The design is called RNG, short for resilient network graphs, and is meant to create a flatter, more scalable, and more fault-resilient network than the fat-tree topology that has dominated communications systems since the mid-1980s. Amazon says RNG is aimed at ordinary data center efficiency rather than AI training, because AI traffic is too coordinated to resemble a random graph. The company says its global data centers are linked by 20 million kilometers of fiber-optic cable, and it claims the new design uses 69% fewer routers and switches, provides 33% higher throughput, cuts network power consumption by 40%, and reduces operating costs by 27%.

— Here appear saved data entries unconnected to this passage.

PR #273, opened 2026-09-17
memory: skip 32-bit compat syscalls in the raw-tracepoint pair

josefbacik:
## Description for Humans

**Origin:** a review finding on the opt-in raw-tracepoint form of the memory recorder's syscall hooks (#247): under that form, a 32-bit compat task's syscalls were recorded as if they were 64-bit mmap / munmap / brk calls. This change fixes that finding.

**What.** This change makes systing's memory recorder, under its opt-in `--kernel-hooks raw-tracepoint` form, skip the syscalls of 32-bit compat tasks — what the default `classic` form already does — and adds one row to the BPF load-shape gate in CI so the raw form is also loaded under the sampled-map setting. It touches three source files (the BPF object, the load-shape table, one test) and two documents.

**Why.** The raw `sys_enter` / `sys_exit` tracepoints fire for a compat task with the 32-bit syscall table's number, so a 32-bit `link`, `execve` or `chdir` (numbers 9, 11 and 12) was recorded as an mmap, munmap or brk row with meaningless addresses and sizes. The classic form never recorded them, because the kernel filters compat syscalls out of the classic events.

**If it is not done.** Any deployment that opts into the raw form on a host running 32-bit compat programs writes bogus mmap / munmap / brk rows into its memory tables, and its figures for those hosts disagree with the classic form's.

**What it touches.** Only the two raw-tracepoint BPF programs, which load only when a configuration selects the raw form, plus the CI gate's table and one test. The default `classic` form, its programs, every existing row, table and file format are unchanged. No shipped configuration selects the raw form today.

**Is it safe.** Backward compatibility: yes for every existing deployment, because the default form is untouched; under the raw form, compat tasks' rows disappear, which is the intended change. One-way door: none; a revert restores the five files and nothing persists. Verified: CI green at this head on all three kernel rows, and an end-to-end test on a KVM guest that passes with the fix and fails without it (201 bogus rows with the unfixed pair, 0 with the fix). Not checked: the arm64 and riscv compat paths end to end, and a run on a production host. Therefore it is safe to land at the maintainer's discretion; nothing is exposed until a deployment opts into the raw form.

## What

The opt-in `--kernel-hooks raw-tracepoint` form (#247) dispatches on the syscall number at the raw `sys_enter` / `sys_exit` tracepoints. Those tracepoints fire for a 32-bit compat task with the COMPAT table's number, while the classic `syscalls/sys_{enter,exit}_*` events skip compat syscalls in the kernel (`trace_get_syscall_nr` returns -1 under `ARCH_TRACE_IGNORE_COMPAT_SYSCALLS` — x86's `arch_trace_is_compat_syscall()` is `in_32bit_syscall()`, arm64's and riscv's `is_compat_task()`). So under the raw form an ia32 `link` (9) / `execve` (11) / `chdir` (12) was recorded as an mmap / munmap / brk row with the x86-64 argument registers read as addr / size, and on arm64 a compat `setgid32` (214) / `setfsuid32` (215) as a brk / munmap row. No shipped configuration selects the raw form, so no capture produced by the default form carried such rows.

Three changes, no schema change:

1. **The compat early-return.** One helper, `systing_in_compat_syscall(task, regs)`, called in both programs right after the syscall-number test (the entry cost of every other syscall is unchanged) and before the task filter:
   - x86: `TS_COMPAT` (0x0002) in `thread_info.status` — set by `syscall_32_enter()` before `sys_enter` fires and cleared by `arch_exit_to_user_mode_prepare()` after `sys_exit` has fired (arch/x86/entry/common.c, arch/x86/include/asm/entry-common.h, kernel/entry/common.c at v6.12), so both programs read the same bit; a kernel built without `IA32_EMULATION` never sets it. x32 needs no test: its numbers carry `__X32_SYSCALL_BIT` and never pass the number test.
   - arm64: `TIF_32BIT` (bit 22) in `thread_info.flags`, the flag `is_compat_task()` reads.
   - riscv: the ISA's `sstatus.UXL` field of the saved `regs->status`, which `start_thread()` sets to 32 for a compat task (arch/riscv/kernel/process.c) — used instead of riscv's `TIF_32BIT`, whose bit number moved between kernel series (11 at v6.6 and v6.12, 16 at v6.18). `TS_COMPAT` and arm64's `TIF_32BIT` are the same at v6.6, v6.12 and v6.18.
   The compiled x86 programs read, after the number test and the task pointer: one CO-RE direct load of `thread_info.status`, `w1 &= 0x2`, one branch — before the `trace_task` call.
2. **The `memory-raw-tracepoint-97` load-shape row.** The gate loaded the pair only at `memory_map_sample_rate = 1`, so the `> 1` branch the exit helpers inline into `systing_sys_exit` was dead rodata on that row; a tp_btf program the verifier rejects fails the whole object at load with no attach-time fallback. The twin row (memory + sample rates 97 + the raw form) loads that branch, as `memory-sample-rates-97` does for the classic exit programs; the shape-table test asserts the row.
3. **Wording.** "with no grace period waited on the stop path" was exact only when the pair is the tracepoint's last probe: `tracepoint_remove_func`'s 2->1 branch may run `tp_rcu_cond_sync` (a conditional classic-RCU + SRCU wait, never tasks-trace; kernel/tracepoint.c, the same at v6.6, v6.12 and v6.18). Re-worded in the BPF block comment, the two Rust docs and SCHEMA_CHANGES.md; the "rows byte-identical whichever form" sentences now say compat tasks are skipped under every form. SCHEMA_CHANGES.md also stamps schema 24 as 1.21.0 and the `raw_tracepoint` value as 1.20.0.

## Test

`test_memory_syscall_hooks_raw_tracepoint_skips_compat_tasks` (`tests/memory_recorder.rs`; x86-64 only, `#[ignore]`, needs root and BPF). The workload is a 64-bit python3 issuing ia32 syscalls through `int 0x80` — the kernel sets `TS_COMPAT` for that entry exactly as for a 32-bit binary, so no 32-bit toolchain is needed — from a 9-byte stub in a `MAP_32BIT` executable mapping called through ctypes. One ia32 `chdir(".")` (12 = x86-64 `brk`) + `link(src, fresh name)` (9 = x86-64 `mmap`) pair writes the probe file, then 200 rounds of the same pair, every call SUCCEEDING: the exit helpers already drop a failed call, so only a compat call returning 0 makes the unfixed pair emit — a brk row with addr 0 (and a delta of minus the heap address) and an mmap row with addr 0, which no real process produces. Per form (the raw pair, then the classic set): `memory_syscall_leg` is the form's, the pid's real mmap / munmap rows are present (the positive twin), and the compat-shaped rows are 0. It skips, printing why, on a kernel without ia32 emulation (the untraced probe run: SIGSEGV on `int 0x80`, or the calls not returning 0/0) or whose BTF lacks the pair's typedefs.

## Risk review

- **One-way doors:** none. A revert restores the three source files and the two docs; the change adds no map, no program section, no flag, no schema field and no data path (verified: the diff, 5 files, +353/-13).
- **Compat changes:** with the fix unused — the default `classic` form, which every shipped configuration selects — every existing caller, config and row is exactly as before: the compat test lives only in the two `tp_btf` programs, which load only under `--kernel-hooks raw-tracepoint` (verified: `Config::default()` keeps `KernelHooks::Classic`; the classic programs are untouched by the diff). Under the raw form, a compat task's syscalls stop producing mmap / munmap / brk rows — the intended change, and the classic form's existing behaviour, so a reader of both forms now sees the same rows (verified: the e2e below, 0 / 0 on both forms at the head). Old and new binaries coexist: each carries its own object; no wire, file or table format moves.
- **Tradeoffs:** one CO-RE load + one AND + one branch per matching syscall entry / exit in the raw programs, after the number test, so no cost to any other syscall (verified: the x86 disassembly of `tp_btf/sys_enter` / `tp_btf/sys_exit`). The riscv test reads an ISA register field instead of a kernel flag whose bit moved between series — one line of arch-specific code more, no runtime cost (verified: the diff). The load-shape gate gains one row (about a second per kernel row in CI; verified: the CI timings below).
- **Blast radius:** captures under the raw form only — selected by no shipped configuration (inferred: the deployments this author knows pass `--kernel-hooks` as `classic` or `trampoline`; a future opt-in of the raw form is where this fix matters). The CI gate's new row runs on every push to every PR.
- **Rollback:** revert the one commit; nothing written anywhere persists.
- **How verified:**
  - CI at this head (`4e51db9f`): Rustfmt, Clippy (`-D warnings`) and the Test Suite green (run 35183768758); `bpf-load-shapes.yml` green on all three kernel rows — vmtest-6.12, cos-125 6.12.85, cos-129 6.12.90 (run 35183768745): `every_shape_loads` 37 loaded / 0 rejected with the release-compiler object, against 36 / 0 at the base v1.21.0 (run 35131283436) — the one added row is `memory-raw-tracepoint-97`, `loaded=true programs selected=21` on each kernel (verified: the job logs).
  - The end-to-end test, RUN on an x86-64 KVM guest (nixpkgs kernel 6.12.104 with BTF, `CONFIG_IA32_EMULATION=y`, `CONFIG_COMPAT=y`, no `ia32_emulation=` on the cmdline; glibc 2.42; CPython 3.13.15) from a build of the v1.21.0 tree plus this PR's diff applied byte for byte: the probe `returned 0/0`; `every_shape_loads` 37 / 37; the test PASSES — `raw-compat: memory_syscall_leg = raw_tracepoint; 53 big mmap + 52 munmap rows; compat-shaped rows: 0 brk at 0, 0 mmap at 0`, `classic-compat: memory_syscall_leg = tracepoint; 53 big mmap + 52 munmap rows; 0 brk at 0, 0 mmap at 0` (verified: the run's whole output, exit 0).
  - The NEGATIVE CONTROL, run the same way with this PR's diff MINUS the BPF hunk (the test and the load-shape row on the unfixed pair): `every_shape_loads` 37 / 37, and the test FAILS at `raw-compat` — `254 big mmap + 52 munmap rows; compat-shaped rows: 201 brk at 0, 201 mmap at 0` (the probe pair plus the 200 rounds), the assertion `left: (201, 201) right: (0, 0)` — so the unfixed pair records a compat task's `chdir` / `link` as brk / mmap rows on that kernel and the fixed pair does not (verified: the run's whole output, exit 101).
  - A datum from the same guest, not a claim of this PR: `stop-phase: detach bpf programs` read 14 ms under the raw pair and 158 ms under the classic set on the 2-CPU guest at the head.
  - The aarch64 object (the `__TARGET_ARCH_arm64` branch of the compat test, `thread_info.flags & (1UL << 22)`) LOADS at all 37 shapes on an aarch64 6.12.104 + BTF guest under TCG, built from the same tree (verified: the run's `every_shape_loads` output).
  - The BPF object compiled standalone for x86, arm64 and riscv at `build.rs`'s pinned flags (`-mcpu=v3 -fwrapv`), rc 0 each; the x86 disassembly of both programs shows the compat test as described above (verified).
  - The reviewer pass (the repository's `rust-bpf-code-reviewer` definition over the full diff): no Critical issues; its one Improvement (a clippy `manual_range_contains` shape in the test's probe assertion) applied before the commit; the verdict is the first comment on this PR (verified).
  - Pairing: no map or program added; `systing_in_compat_syscall` writes nothing (direct reads of `task_struct` / `pt_regs` fields on BTF-typed pointers, the shape `systing_syscall_nr` already uses); `LRU_HASH` is used by no program of `systing_system.bpf.c` (verified).
- **Not checked:** the arm64 and riscv compat branches END TO END — no compat-capable arm64 or riscv guest ran the workload; their constants are read at the kernel headers of v6.6, v6.12 and v6.18 and the arm64 object's load at every shape is the proof available; the production kernels' `CONFIG_IA32_EMULATION` / `CONFIG_COMPAT` (COS 6.12.85's `CONFIG_IA32_EMULATION` is y by its published config; the arm64 kernels' `CONFIG_COMPAT` unread); a run on a production host — the raw form is selected by no shipped configuration, so no host exercises the fix until one opts in.
- **Since the plan:** the plan named the riscv test as `TIF_32BIT`; the diff reads `sstatus.UXL` instead, because riscv's bit number differs between v6.12 and v6.18 (found at the header read). The plan expected the e2e to be run later on a rig; it ran on a KVM guest before this READY, head and negative control both.

## Checks

- `cargo fmt --all -- --check` clean.
- The BPF object compiled standalone for x86, arm64 and riscv at `build.rs`'s pinned flags (`-mcpu=v3 -fwrapv`), rc 0 each; the x86 disassembly of `tp_btf/sys_enter` / `tp_btf/sys_exit` shows the compat test as described above.
- The reviewer pass (the repository's `rust-bpf-code-reviewer` definition, executed over the full diff): no Critical issues; its one Improvement (a clippy `manual_range_contains` shape in the test's probe assertion) applied before the commit; the verdict is the first comment on this PR.
- Pairing: no map or program added; `systing_in_compat_syscall` writes nothing (direct reads of `task_struct` / `pt_regs` fields on BTF-typed pointers, the shape `systing_syscall_nr` already uses); `LRU_HASH` is used by no program of `systing_system.bpf.c`.
- This PR's CI is the compile, unit-test and load proof: `ci.yml` (fmt, clippy with `-D warnings`, `cargo test --workspace --no-default-features`, with clang 21 as the BPF compiler) and the three `bpf-load-shapes.yml` kernel rows (`every_shape_loads` at the head — the new row loads the pair's sampled branch on each), all green at `4e51db9f`.


josefbacik:
## rust-bpf-code-reviewer pass — the raw-tracepoint pair's compat early-return, the `memory-raw-tracepoint-97` load-shape row, the detach wording

Mechanics: the repository's `.claude/agents/rust-bpf-code-reviewer.md` definition was executed by the author in-session over the full diff (five files, +353/−13), passes 1–5 in the definition's order, before the commit. The one Improvement it produced was applied before the commit (below). No clippy or `cargo test` ran where the review was written; the pull request's own CI carries them (`cargo fmt --all -- --check`, `cargo clippy --workspace --no-default-features -- -D warnings`, `cargo test --workspace --no-default-features`, and the three `bpf-load-shapes.yml` kernel rows).

### Summary

The change makes the opt-in `--kernel-hooks raw-tracepoint` pair skip a 32-bit compat task's syscalls the way the classic `syscalls/*` events already do in the kernel, adds the load-shape row that loads the pair's sampled branch, and corrects the detach wording in four places. The BPF change is one inlined helper (one direct BTF-pointer field load, one mask, one branch) placed after the syscall-number test in both programs, so every other syscall's entry cost is unchanged; no map, program or ring-buffer write is added. The new e2e is `#[ignore]` and x86-64 only, with explicit skip conditions and a documented negative control.

### Critical Issues

None. Schema: no table or column changes, `SCHEMA_VERSION` untouched, `Cargo.toml` untouched; the two `SCHEMA_CHANGES.md` edits stamp a release on an existing heading and an inline note and add prose to an existing entry. Recorder identity: no new per-event table; the test's queries join through `thread` / `process` (`UTIDS_FOR_PID`), never raw pid columns. Binary parsing: none.

### Improvements

1. Applied: `tests/memory_recorder.rs`, the probe's base-address check was written `base > 0 && base < (1 << 31)`, the shape clippy's `manual_range_contains` rejects under `-D warnings`; now `(1..(1i64 << 31)).contains(&base)`.

### Suggestions

1. `systing_in_compat_syscall` takes both `task` and `regs` so one signature serves the three architectures (x86 and arm64 read `thread_info`, riscv reads the saved `sstatus`); the unused parameter per architecture is intentional and costs nothing after inlining. If a fourth architecture ever joins the raw pair, the `#else` arm returns `false` — a new architecture must add its own test rather than inherit "never compat".
2. The riscv test reads the ISA-defined `sstatus.UXL` field instead of `TIF_32BIT` because that flag's bit number moved between kernel series (11 at v6.6 and v6.12, 16 at v6.18); the x86 (`TS_COMPAT` = 0x0002) and arm64 (`TIF_32BIT` = 22) values are the same at v6.6, v6.12 and v6.18, so they are spelled as constants with their header named. A future kernel that moves either is a change to those two lines; the comment says where the values come from.

### Positive Notes

- The compat test sits after the syscall-number test and before `trace_task`, so the pair's hot path for the other ~440 syscalls is byte-identical to the previous build, and a compat call of one of the three numbers returns before any map lookup.
- The x86 timing (`TS_COMPAT` set in `syscall_32_enter()` before `sys_enter` fires, cleared in `arch_exit_to_user_mode_prepare()` after `sys_exit` has fired) is stated from the entry code, not assumed, so the enter and exit programs read the same bit.
- The e2e's workload needs no 32-bit toolchain: a 64-bit python3 issuing ia32 syscalls through `int 0x80` is a compat task for the duration of each call, and the test requires those calls to SUCCEED (return 0) because the recorder's exit helpers already drop a failed call — the rows a misread would leave are exactly brk-at-0 / mmap-at-0, which no real process produces; the positive twin (the pid's real mmap/munmap rows) is asserted first, and the skip conditions (no ia32 emulation, no BTF typedefs) print their reason instead of passing vacuously.
- The `memory-raw-tracepoint-97` row closes a real gap: a tp_btf program the verifier rejects fails the whole object at load with no attach-time fallback, so the pair's sampled branch is now loaded by the gate rather than first on a host.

The approach echoes earlier work in the field: in 2012, University of Illinois Urbana-Champaign researchers proposed Jellyfish, a random-graph network intended to improve scalability, while Google later experimented with optical circuit switching to reconfigure optical cabling in real time, adding complexity and cost. Amazon argues that its quasi-random method balances structure and randomness while simplifying cabling. The company says RNG first went live in a Dublin data center in 2024, then expanded to Germany and Spain, and that most newly built data centers are now being equipped with the protocol.